Euro Grubu maliye bakanları Brüksel'deki zirvede Yunanistan'a 10 milyar 300 milyon euroluk yardım paketine yeşil ışık yaktı. Berlin'de yayımlanan Die Tageszeitung zirveyi şöyle eleştiriyor:

“Yunanistan şimdi ama gerçekten kurtuldu! Euro Grubu, Brüksel'deki oturumunun sonrasında bu sevinçli mesajı verdi. Ama durum hiç de öyle değil. Herhangi bir sorun çözülmedi, Almanya kalıcı bir rahatlamanın önündeki başlıca engel olmayı sürdürüyor. Bu anlaşma sonrasında Yunanistan'ın durumu daha iyi hale gelmeyecek, zira anlaşma ülkenin sürekli yüksek bütçe fazlalarına ulaşabileceği yönündeki gerçekçi olmayan, ekonomik açıdan tutarsız kabule dayanıyor. Uluslararası Para Fonu IMF tam da bu kabülü eleştirmişti. Ülke alacaklılarından gelecek yardıma bağımlı olmayı sürdürüyor.
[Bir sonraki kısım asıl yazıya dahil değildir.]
Issue #3516, opened 2023-03-17
Support for QTIP and UDP on QUIC


srsubra:
### Describe the feature you'd like supported

QTIP feature allows QUIC to be sent over TCP/IP for the purposes of framing to leverage SLB fast path support in Azure. But this is a binary flag where the feature works either with UDP or with TCP. It would be better to have a listener support both endpoints to support clients connecting from op-prem and Azure simultaneously.

### Proposed solution

Have an additional flag to support XDP with both QTIP and UDP  in QUIC_EXECUTION_CONFIG_FLAGS like shown below
typedef enum QUIC_EXECUTION_CONFIG_FLAGS {
    QUIC_EXECUTION_CONFIG_FLAG_NONE             = 0x0000,
#ifdef QUIC_API_ENABLE_PREVIEW_FEATURES
    QUIC_EXECUTION_CONFIG_FLAG_QTIP             = 0x0001,
   QUIC_EXECUTION_CONFIG_FLAG_ALL            = 0x0002,
#endif
} QUIC_EXECUTION_CONFIG_FLAGS;

ProjectsByJackHe:
UPDATE:

A couple of things:

1. API update: we don't need to add a new EXECUTION_CONFIG_ALL flag, the current design should be interpreted as, if the QTIP flag is set, we *ALLOW* connections to send over QTIP and Listeners to accept QTIP connections. Bottom line, don't change anything with the global flags / state.

2. In order to implement the behavior as specified in this issue, we ADD a new QUIC_SETTINGS parameter that specifies the option to use or don't use QTIP at the Connection/Listener layer. That means we need to update the Connection creation code and the Listener creation code to call into the Datapath layer to apply these state updates. If a Connection is created and we tell it to use QTIP, but the global EXECUTION_CONFIG_QTIP flag is set to OFF, then throw an error or something.

anrossi:
Regarding (2), I think it should be a separate SetParam parameter for listeners and connections, instead of in the QUIC_SETTINGS struct. Putting it in the QUIC_SETTINGS means that this niche feature is visible to many more users of MsQuic, and may encourage more to use it. My understanding is that it's a temporary solution to a specific Azure limitation. I'd rather not immortalize it in the QUIC_SETTINGS struct.

nibanks:
[...]

PR #4803, opened 2025-02-07
Add support for both Qtip and UDP traffic for Server Listeners.

ProjectsByJackHe:
## Description

Currently, we have an execution parameter (QUIC_EXECUTION_CONFIG_FLAG_QTIP) that you set to either process packets via QTIP or normal QUIC/UDP traffic.

For a server listener, that means you can only talk to clients with the same execution profile as you; you either deal over QTIP or QUIC/UDP.

This is inconvenient and sometimes a blocker when you want your listener to accept from clients with varying execution parameters (QTIP through the Azure load balancer, normal QUIC/UDP for on-prem clients)

**Changes**
The main behavior change is that now all Server listeners created will accept both QTIP and QUIC+udp traffic by default when XDP is configured and running correctly.

To support this new design and make testing a bit easier, we also add a knob (QUIC_SETTINGS) to control whether a connection created / listener created is going to send QUIC+udp/QTIP.

This pull-request also updates the behavior of QUIC_EXECUTION_CONFIG_FLAG_QTIP: If you set this flag, all client connections created will default to using QTIP unless otherwise specified. Note that the QUIC_EXECUTION_CONFIG_FLAG_QTIP does not impact server Listeners as they will always accept both QUIC/QTIP traffic assuming XDP is configured and running correctly.

This PR adds an API (connection Get/Set parameter) for client connections to specify whether the connection sends normal QUIC and/or TCP traffic.

Closes: #3516 

## Testing

Added a datatest to alternate between creating normal QUIC connections and QTIP connections, where they all ping the same listener. 

## Documentation

`QTIPEnabled` in `QUIC_SETTINGS` will be documented.


src/inc/msquic.h
```diff
@@ -925,6 +925,11 @@ typedef struct QUIC_SCHANNEL_CREDENTIAL_ATTRIBUTE_W {
 #define QUIC_PARAM_CONN_ORIG_DEST_CID                   0x05000018  // uint8_t[]
 #define QUIC_PARAM_CONN_SEND_DSCP                       0x05000019  // uint8_t
 
+#ifdef QUIC_API_ENABLE_PREVIEW_FEATURES
+#define QUIC_PARAM_CONN_SEND_QTIP                       0x0500001A  // uint8_t (BOOLEAN)
+#define QUIC_PARAM_CONN_RECV_QTIP                       0x0500001B  // uint8_t (BOOLEAN)
+#endif
```
nibanks, line 931:
```suggestion
#define QUIC_PARAM_CONN_SEND_DSCP                       0x05000019  // uint8_t
#ifdef QUIC_API_ENABLE_PREVIEW_FEATURES
#define QUIC_PARAM_CONN_SEND_QTIP                       0x0500001A  // uint8_t (BOOLEAN)
#define QUIC_PARAM_CONN_RECV_QTIP                       0x0500001B  // uint8_t (BOOLEAN)
#endif
```
As I indicated in the other comment, let's just use one new value `QUIC_PARAM_CONN_QTIP`.

src/core/connection.h
```diff
@@ -208,6 +208,18 @@ typedef union QUIC_CONNECTION_STATE {
...
+#ifdef QUIC_API_ENABLE_PREVIEW_FEATURES
+        //
+        // Whether to use QTIP on sends for this connection.
+        //
+        BOOLEAN SendViaQtip : 1;
+
+        //
+        // Whether to allow QTIP on receives for this connection.
+        //
+        BOOLEAN RecvViaQtip : 1;
```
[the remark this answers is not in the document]
ProjectsByJackHe: According to 
image

The RecvViaQtip is for listeners.

src/core/connection.c
```diff
@@ -6754,6 +6754,26 @@ QuicConnParamSet(
         break;
 #endif
 
+#ifdef QUIC_API_ENABLE_PREVIEW_FEATURES
```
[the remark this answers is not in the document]
ProjectsByJackHe: ACK, will fix in the next iteration

src/core/connection.h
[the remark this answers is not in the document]
nibanks: The listener parameter should be `QUIC_PARAM_LISTENER_*`.

src/core/connection.c
```diff
@@ -109,6 +109,7 @@ QuicConnAlloc(
 #if DEBUG
     Connection->RefTypeCount[QUIC_CONN_REF_HANDLE_OWNER] = 1;
 #endif
+    Connection->State.UseQTIP = 0;
```
nibanks, line 112: Unnecessary as we always zero-init the entire connection.

src/core/connection.c
```diff
@@ -6753,6 +6754,14 @@ QuicConnParamSet(
         Status = QUIC_STATUS_SUCCESS;
         break;
 #endif
+    case QUIC_PARAM_CONN_QTIP:
```
nibanks, line 6757: These case statements should be kept ordered by value.

src/core/connection.c
```diff
@@ -6753,6 +6754,14 @@ QuicConnParamSet(
...
+        if (BufferLength != sizeof(BOOLEAN) || Buffer == NULL) {
+            Status = QUIC_STATUS_INVALID_PARAMETER;
+            break;
+        }
+        Connection->State.UseQTIP = *(BOOLEAN*)Buffer;
```
nibanks, line 6762: You shouldn't let them change after the connection has been started.

src/core/listener.c
```diff
@@ -769,6 +769,17 @@ QuicListenerParamSet(
         return QUIC_STATUS_SUCCESS;
     }
 
+    if (Param == QUIC_PARAM_LISTENER_QTIP) {
```
nibanks, line 772: Probably convert this function back to using a switch statement now that there is more than one.

src/core/listener.h
```diff
@@ -110,6 +110,11 @@ typedef struct QUIC_LISTENER {
     //
     uint8_t CibirId[2 + QUIC_MAX_CIBIR_LENGTH];
 
+    //
+    // Whether or not this listener accepts QTIP traffic (BOOLEAN)
+    //
+    uint8_t UseQTIP : 1;
```
nibanks, line 116: Make this a boolean and put it up with the others for now.

src/inc/quic_datapath.h
```diff
@@ -210,6 +210,7 @@ typedef struct CXPLAT_ROUTE {
     CXPLAT_ROUTE_STATE State;
     CXPLAT_RAW_TCP_STATE TcpState;
 
+    uint8_t UseQTIP : 1;         // TRUE if the route is using QTIP
```
nibanks, line 213: Put this after DatapathType

src/platform/datapath_raw_socket.c
```diff
@@ -1139,4 +1139,4 @@ CxPlatTryAddSocket(
     }
 
     return Status;
-}
+}
```
ProjectsByJackHe, line 1142: will address this.

.github/workflows/test.yml
```diff
@@ -158,18 +162,18 @@ jobs:
...
       shell: pwsh
       timeout-minutes: 120
-      run: scripts/test.ps1 -Config ${{ matrix.vec.config }} -Arch ${{ matrix.vec.arch }} -Tls ${{ matrix.vec.tls }} -OsRunner ${{ matrix.vec.os }} -GHA -LogProfile Full.Light -GenerateXmlResults ${{ matrix.vec.xdp }} ${{ matrix.vec.qtip }}
+      run: scripts/test.ps1 -Config ${{ matrix.vec.config }} -Arch ${{ matrix.vec.arch }} -Tls ${{ matrix.vec.tls }} -OsRunner ${{ matrix.vec.os }} -GHA -LogProfile Full.Light -GenerateXmlResults ${{ matrix.vec.xdp }} ${{ matrix.vec.qtip }} ${{ inputs.filter && '-Filter' }} ${{ inputs.filter || '' }}
     - name: Fix log permissions for Linux XDP
       if: failure() && matrix.vec.plat == 'linux' # (matrix.vec.plat == 'linux' && matrix.vec.xdp == '-UseXdp') doesn't work for some reason
       run: |
         sudo chmod -R 777 artifacts
     - name: Upload on Failure
-      uses: actions/upload-artifact@65c4c4a1ddee5b72f698fdd19549f0f0fb45cf08
```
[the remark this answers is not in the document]
ProjectsByJackHe: Yes, the PR is based on an older commit.

guhetier:
`QUIC_EXECUTION_CONFIG_FLAG_QTIP` doesn't seem to be documented.
The new `QUIC_PARAM_CONN_QTIP` also should have some documentation explaining how to use it and why.

src/test/lib/TestConnection.cpp
```diff
@@ -796,6 +796,18 @@ TestConnection::SetResumptionTicket(
...
 
+QUIC_STATUS
+TestConnection::SetQtipPreferences(
+    const uint8_t OnOrOff
+) const {
+    return
+        MsQuic->SetParam(
+            QuicConnection,
+            QUIC_PARAM_CONN_QTIP,
+            sizeof(uint8_t),
```
guhetier, line 807: nit: It is generally better to use `sizeof(variable)` rather than `sizeof(type)`, that way, they can't mismatch.

```suggestion
            sizeof(OnOrOff),
```

src/test/lib/TestConnection.h
```diff
@@ -304,6 +304,8 @@ class TestConnection
 
     QUIC_STATUS SetResumptionTicket(const QUIC_BUFFER* ResumptionTicket) const;
 
+    QUIC_STATUS SetQtipPreferences(const uint8_t OnOrOff) const;
```
guhetier, line 307: nit: `const` on a by-value parameter in a prototype should be removed (it is totally ok to have it in the definition but not the declaration).

ProjectsByJackHe:
> `QUIC_EXECUTION_CONFIG_FLAG_QTIP` doesn't seem to be documented. The new `QUIC_PARAM_CONN_QTIP` also should have some documentation explaining how to use it and why.

Was planning on making a follow up PR to document usage.

src/test/bin/quic_gtest.cpp
```diff
@@ -1751,7 +1751,8 @@ TEST_P(WithSendArgs1, Send) {
             (uint8_t)GetParam().UseSendBuffer,
             (uint8_t)GetParam().UnidirectionalStreams,
             (uint8_t)GetParam().ServerInitiatedStreams,
-            0   // FifoScheduling
+            0,   // FifoScheduling
+            0,   // SendUdpToQtipListener
```
guhetier, line 1755: nit: This one got a comma but not the others.

src/test/bin/quic_gtest.cpp
```diff
@@ -1769,7 +1770,8 @@ TEST_P(WithSendArgs1, Send) {
             GetParam().UseSendBuffer,
             GetParam().UnidirectionalStreams,
             GetParam().ServerInitiatedStreams,
-            false); // FifoScheduling
+            false,  // FifoScheduling
+            true); // SendUdpToQtipListener
```
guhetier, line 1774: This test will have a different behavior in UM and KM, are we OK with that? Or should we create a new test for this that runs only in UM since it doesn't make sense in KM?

Yapılan büyük fedakârlıkların karşılığını verdiğini gösteren, uzun süredir özlemle beklenen işaret ise yine verilemedi. Ülkenin geleceği nihayetinde Almanya'daki federal meclis seçimlerine bağımlı. Ancak (Almanya Maliye Bakanı Wolfgang) Schäuble gittiğinde Yunanistan belki derin bir nefes alabilir.”

BdT neue Milliardenhilfen für Griechenland
Fotoğraf: picture-alliance/dpa/J. Büttner

Die Welt gazetesi IMF'nin Yunanistan'a borç indirimi önerisini Euro Grubu'nun dinlememiş olmasını şöyle yorumluyor:

“Almanya Maliye Bakanı açısından Alman iç politikasındaki karışıklık göz önüne alındığında bir zafer gibi görünen şey Batı'nın bütünü açısından ahlaki bir felaketten ibaret. Zira esasında IMF, olabildiğince objektif bir ödeme temelinde yorgun ülkeler için kurtarma programlarını hayata geçirecek bir örgüt olarak tasarlanmıştı. En azından teoride geçerli olan buydu. Brüksel'deki son müzakere gecesinden sonra artık buna inanan varsa bile kalmamıştır. IMF'nin kamuoyu önünde bu kadar hakir görüldüğü enderdir.”